Crystal violet staining

The cells were fixed with 3.7% paraformaldehyde (Fisher Scientific, Kalamazoo, MI, USA) for 5 min and then stained with 0.05% crystal violet (Sigma) for 30 min. After staining, the cells were washed with tap water twice to remove any residual dye and then drained for a couple of minutes. One third to one half of the total well volume of methanol was added in order to solubilize the dye by incubating on a shaker for 5 min. The relative cell numbers were determined by reading the absorbance at wavelength 540.

MTT assay

MTT powder (Life Technologies) was dissolved in phosphate-buffered saline ([PBS]; 5 mg/ml stock solution). The cells were seeded in a 96-well plate. After treatment with BPTES or metformin for 48 h, the medium was replaced with the MTT stock mixed with fresh culture medium (1:10). The cells were then cultured at 37 °C for 4 h. After labeling the cells with MTT, all but 25 μl of the medium was removed and 50 μl of dimethyl sulfoxide was added to dissolve the dye.
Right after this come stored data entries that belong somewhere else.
PR #15603, opened 2023-08-21
[Unity][Frontend][NN] Add Timesteps layer to NN Module API

jwfromm:
This PR adds support for the huggingface diffusers `Timesteps` layer. This is useful when constructing stable diffusion like models. The definition of the layer required padding, so I also implemented `relax.op.nn.pad` using semantics as close to pytorch as possible.


cyx-6 (approved):
It looks good to me!

PR #15604, opened 2023-08-22
[Unity][Frontend][NN] Op print_ 

LeshengJin:
This pr introduces `op.print_`, which prints runtime tensor value to the screen in one-line code.

Example:

```python
class Model(Module):
    def test(self, x: Tensor):
        z = op.add(x, x)
        op.print_(z) # In the runtime, the value of z would be printed to screen.
        return x
```

cc: @junrushao @cyx-6 @jwfromm


junrushao (approved):
Cool stuff!

junrushao:
Waiting for the CI to pass

PR #15605, opened 2023-08-22
[CMake] Add NCCL to TVM and TVM Runtime

junrushao:
This PR introduces NCCL in the cmake system.
NCCL is NVIDIA's library for distributed communication.


Hzfengsy:
Not sure about NCCL. Here maybe two noob questions:
1. Is NCCL included in the Cuda package or do we need to install it separately? 
2. If it's part of Cuda, what are the benefits of setting a separate switch? i.e. why not turn it on by default if we turn on cuda

junrushao:
@Hzfengsy Thanks for asking!

> Is NCCL included in the Cuda package or do we need to install it separately?

You will need to install it separately.

csullivan:
Verified on my side, this is merged. Thanks @junrushao

PR #15609, opened 2023-08-23
[Unity][Frontend][NN] Add diffusers style Attention layer

jwfromm:
This PR adds support for the `Attention` layer in the nn module API. This layer mimics the behavior of the [Attention layer used in huggingface Diffusers](https://github.com/huggingface/diffusers/blob/80871ac5971fe7e708befa3b553463c4e61b22ab/src/diffusers/models/attention_processor.py#L36). Under the hood it uses scaled dot product attention. Notably, there are still some missing features. For example I didnt add support for attention masks yet. I also am assuming 3 dimensional inputs so this likely wouldnt be useful for the VAE of stable diffusion. However, it does allow us to represent the all attention layers of the UNET. I'm hoping we can expand on the functionality more if needed in future PRs.

### DIFF
--- a/python/tvm/relax/frontend/nn/core.py
+++ b/python/tvm/relax/frontend/nn/core.py
@@ -486,6 +486,9 @@ class ModuleList(Module):
     def __len__(self):
         return len(self.modules)
 
+    def append(self, module):
+        self.modules.append(module)
+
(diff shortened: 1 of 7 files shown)


Hzfengsy:
cc @junrushao @cyx-6

LeshengJin (approved):
Attention is all you need! Thanks, @jwfromm

PR #15153, opened 2023-06-24
[TensorIR][Visitor] Visit buffer members in `match_buffer`'s in block visitor functions

yzh119:
# Motivation
Currently, the `elem_offset` member in `match_buffer`'s will not be visited in default block visitor functions, resulting in some passes cannot correctly rewrite the program because some fields have not been entered.

This PR fixes the issue by visiting this field in default StmtVisitor and StmtExpr.

PR #15816, opened 2023-09-26
Revert "[TensorIR][Visitor] Visit buffer members in `match_buffer`'s in block visitor functions (#15153)

vinx13:
This reverts commit 34637d7ee38f2636b1948548a39c15838d7a8db6.

It is better not visiting fields of buffer when visiting `MatchBufferRegion` since it's more common that the buffer is not mutated in `StmtMutator` (it can be left to the derived passes to handle case by case). It is also consistent with visitor/mutator for `BufferLoad` and `BufferStore` that do not visit buffer fields.
This fixes some broken tests in software pipelining where strides of some buffers in `MatchBufferRegion` are unintentionally mutated in-place.

cc @yzh119 @tqchen @junrushao

### DIFF
--- a/src/tir/ir/stmt_functor.cc
+++ b/src/tir/ir/stmt_functor.cc
@@ -135,15 +135,8 @@ void StmtVisitor::VisitStmt_(const BlockNode* op) {
   VisitArray(op->reads, fvisit_buffer_region);
   VisitArray(op->writes, fvisit_buffer_region);
   VisitArray(op->match_buffers,
-             [this, fvisit_buffer_region](const MatchBufferRegion& match_buffer_region) {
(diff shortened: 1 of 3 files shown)


yzh119 (approved):
I discussed with @vinx13 and I think it's reasonable not to visit buffers in the base mutator but explicitly do that in derived classes if necessary.

Lunderberg:
As a potential third option, I think that we could have the buffers be visited at their point of definition.  That is, any `DeclBuffer` statement would have the buffer internals visited once, and the mutated buffer would then be substituted in at all points of use.  This would require the `DeclBuffer` to be present for all buffer objects, but that's part of the long-term plan anyways.

PR #15817, opened 2023-09-26
[TE] Support using tir::Var as CreatePrimFunc args

LeshengJin:
- Allow `CreatePrimFunc` args to be a mixture of `te::Tensor` and `tir::Var`.
- Integrate `CreatePrimFunc` and `CreateRelaxPrimFunc` into one function.

```python
idx = te.var("idx", dtype="int64")
m = te.var("m", dtype="int64")
n = te.var("n", dtype="int64")
tensor = te.placeholder((m, n), name="tensor")
slice0 = te.compute((idx, n), lambda i, j: tensor[i, j], name="slice")
# use idx as an arg
te.create_prim_func([tensor, idx, slice])
```

cc: @junrushao @Hzfengsy @yongwww

### DIFF
--- a/python/tvm/te/operation.py
+++ b/python/tvm/te/operation.py
@@ -19,7 +19,7 @@ import inspect
 
 # pylint: disable=invalid-name
 from numbers import Integral as _Integral
-from typing import List, Optional
+from typing import List, Optional, Union
 
 import tvm._ffi
 import tvm.arith._ffi_api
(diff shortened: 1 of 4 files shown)


junrushao:
I'm a big fan of this change! CC: @yongwww @masahi @Hzfengsy

Hzfengsy (approved):

MasterJH5574:
Looks like the PR is mainly about TE and TIR, so I’m wondering if there is any blocker for this PR to be sent to main branch?

junrushao:
The motivation behind is to unify [`CreatePrimFunc`](https://github.com/apache/tvm/blob/b7471f8315ac50ed42da33db733dfbe3a94eff06/src/te/operation/create_primfunc.cc#L646) and [`CreateRelaxPrimFunc`](https://github.com/apache/tvm/blob/b7471f8315ac50ed42da33db733dfbe3a94eff06/src/te/operation/create_primfunc.cc#L652) that have been used semi-interchangeably but neither are consistent with the existing `tvm.build` API that accepts both TIR Var and TE Tensor in `args`. Let's get this in first, and then isolate the non-Relax part and send to mainline as a follow-up step

yongwww:
thanks for the change, looks good to me!

PR #15818, opened 2023-09-26
[CLI TOOLS][RTVM] Improve rtvm tool with new options to measure native performance

srkreddy1238:
Few fixes and enhancements that affects model loading times New options to measure performance.

### DIFF
--- a/apps/cpp_rtvm/main.cc
+++ b/apps/cpp_rtvm/main.cc
@@ -29,6 +29,7 @@
 #endif
 #include <dmlc/logging.h>
 
+#include <chrono>
 #include <cstring>
 #include <iostream>
 #include <sstream>
@@ -54,7 +55,11 @@ static const string kUsage =
     "--input        - Numpy file for the model input (optional and we use random of not given)\n"
     "--output       - Numpy file name to dump the model output as numpy\n"
     "--dump-meta    - Dump model meta information\n"
-    "--pre-compiled - The file name of a file where pre-compiled programs should be stored"
+    "--pre-compiled - The file name of a file where pre-compiled programs should be stored\n"
+    "--profile      - Profile over all execution\n"
+    "--dry-run      - Profile after given dry runs, default 10\n"
+    "--run-count    - Profile for given runs, default 50\n"
+    "--zero-copy    - Profile with zero copy api\n"
     "\n"
     "  Example\n"
     "  ./rtvm --model=keras-resnet50 --device=\"opencl\" --dump-meta\n"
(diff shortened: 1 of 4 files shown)


apps/cpp_rtvm/main.cc
```diff
@@ -192,59 +226,171 @@ int ExecuteModel(ToolArgs& args) {
 #endif
 
   // Initialize TVM Runner
-  TVMRunner runner = TVMRunner(args.model, args.device);
+  auto runner = new TVMRunner(args.model, args.device);
```
echuraev, line 229: Why do you need this change? Probably I missed something, but I didn't see any place where pointer to `runner` is necessary. In case if you need the pointer to `runner`, I would recommend to use smart pointers instead of raw pointer.

apps/cpp_rtvm/tvm_runner.cc
```diff
@@ -156,8 +193,7 @@ inline size_t GetMemSize(NDArray& narr) {
  * \return The memory size.
  */
 size_t TVMRunner::GetInputMemSize(std::string input_id) {
-  LOG(INFO) << "TVMRunner::GetInputMemSize:" << input_id;
-
+  // LOG(INFO) << "TVMRunner::GetInputMemSize:" << input_id;
```
echuraev, line 196: nit: Such comments can be removed.

echuraev (commented):
Thank you for your PR! Just a couple of small comments

apps/cpp_rtvm/main.cc
srkreddy1238: Handled. Don't need a pointer for now.

apps/cpp_rtvm/main.cc
```diff
@@ -350,43 +350,46 @@ int ExecuteModel(ToolArgs& args) {
...
     }
   }
+
+  if (args.profile) {
+    // Print Stats
+    runner.PrintStats();
+  }
   auto tstart = std::chrono::high_resolution_clock::now();
-  delete runner;
+  runner.~TVMRunner();
```
echuraev, line 389: Why do you need to call dtor here? Probably, I missed something in the logic.
I suppose that the object will be automatically destroyed in the end of the program.

srkreddy1238: We are timing it to measure the unload time.

srkreddy1238:
@echuraev There are some requirements and concerns on high load and unload timings with TVM in general. With PreCompiled bin we could reduce the majority and there exist some more scope with params loading. Unload time is also a bit significant. I am working on few improvements around these areas ...

echuraev (approved):
LGTM! @srkreddy1238 just up to you if you want to return dynamic allocation or not. Feel free to merge this PR when the CI is green.

Issue #15754, opened 2023-09-15
[CI Problem] ci_gpu fails to build due to missing oneflow version


ashutosh-arm:
ERROR: No matching distribution found for oneflow==0.7.0+cpu

The error might be new as the [last gpu docker build](https://hub.docker.com/r/tlcpack/ci-gpu/tags) is 4 months old. When I checked the [command line](https://github.com/apache/tvm/blob/67df20faeeffaf3c145698783f6cd157b8cdbd9c/docker/install/ubuntu_install_oneflow.sh#L25) that is used to install oneflow dependency, the source https://release.oneflow.info/ seems to be unreachable. What should be the way out?

### Branch/PR Failing

https://github.com/apache/tvm/pull/15747

### Jenkins Link

https://ci.tlcpack.ai/blue/rest/organizations/jenkins/pipelines/tvm-docker/branches/PR-15747/runs/2/nodes/74/steps/240/log/?start=0

* needs-triage

leandron:
cc @hhhfccz @BBuf for visibility.

lhutton1:
fixed by https://github.com/apache/tvm/pull/15836

PR #15819, opened 2023-09-26
[Docker] Install oneflow from PyPi

lhutton1:
Installing oneflow from the current link (https://release.oneflow.info) seems to be broken as reported in #15754, which is impacting other unrelated changes in CI. This commit attempts to fix the install by using a version from PyPi.


lhutton1:
cc @ashutosh-arm @leandron @neildhickey

PR #15820, opened 2023-09-26
[Unity][Analysis] Change warning to info for non-affine transform

Lunderberg:
A `PrimFunc` may contain transformations that are not affine, or that are not recognizable as being affine.  Prior to this commit, this produced a `LOG(WARNING)` stating that this was an error in the index analysis.  Because this is the expected behavior for these functions, this commit updates the message to instead write to `DLOG(INFO)`.

The other uses of `LOG(WARNING)` inside `layout_transformation.cc` are kept as-is, as they relate to limitations of the analysis, rather than being a statement about the analyzed `PrimFunc`.


quic-sanirudh (approved):
LGTM, thanks.

PR #15821, opened 2023-09-26
[TFLite][Frontend] Support quantized ELU

tlopex:
Support ELU quantization operation as part of #15148


tlopex:
cc @leandron @lhutton1

leandron (approved):
LGTM, thanks @tlopex! This is merged.

PR #15823, opened 2023-09-26
[Unity] Add Relax multi-device e2e cases 

yongwww:
This Pull Request enables Relax multi-device end-to-end test cases, including multi-CPU, multi-GPU, and heterogeneous CPU-GPU cases.
- Add the `kTarget` attribute to `prim_func` during `LegalizeOps` if the related vdevice is annotated.
- Change CallTIRRewrite pass to `ModulePass`,  find and fill the device_index in the emitted `alloc_tensor` by looking up the global `vdevice` list of context mod.
- Update DefaultGPUSchedule to only works for prim_funcs that are supposed to be on GPU, allowing prim_funcs to work for multiple targets.
- Make the `target` argument of `relax.build` optional, and use the annotated `target` in the `vdevice` list for compilation if it is not specified.

cc: @tqchen @psrivas2 @junrushao @csullivan @Lunderberg @zxybazh @qelk123


yongwww:
@tvm-bot  rerun

src/tir/transforms/default_gpu_schedule.cc
```diff
@@ -98,24 +98,48 @@ IRModule MarkScheduled(const IRModule& mod) {
...
                   mod->import_set_,       // import_set
                   mod->source_map,        // map
-                  mod->attrs);            // attrs);
+                  mod->attrs,             // attrs
+                  mod->global_infos);     // global_infos
+}
+
+bool IsScheduledOnGPU(const BaseFunc& func) {
+  Optional<tvm::Target> target = func->attrs.GetAttr<tvm::Target>(tvm::attr::kTarget);
+  if (target.defined()) {
```
zxybazh, line 107: Do we need to also check target from context here, i.e., GPU target defined in context but not in the function attribute?

tqchen:
cc @zxybazh @Hzfengsy

zxybazh (approved):
LGTM, thanks @yongwww!

PR #15824, opened 2023-09-26
[TVMScript] Preserve traceback across TVMScript parsing

Lunderberg:
Prior to this commit, exceptions raised during the parsing of TVMScript would be caught and replaced with a new exception.  While this does allow the TVMScript location of the error to be included in the exception, it also removes the stack trace of the original error. This commit updates the `Parser.report_error` function to provide the original stack trace alongside the updated exception object.


junrushao (approved):
Awesome update!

The relative cell viability was determined by reading the absorbance at OD 540.

Study approval

All animal procedures were approved by the Institutional Animal Care and Use Committee (IACUC) at New York University Medical Center and were in compliance with ethical regulations.

Statistics

All of the data are displayed as mean ± SEM. The unpaired t-test was used for the comparison of two groups. A one-way analysis of variance was applied when needed. A Kaplan-Meier survival curve was generated in order to represent the difference between the GLS-low and GLS-high subgroups of the TCGA dataset using the GraphPad Instat Software Program (GraphPad Software, San Diego, CA). A p-value < 0.05 was considered to be statistically significant.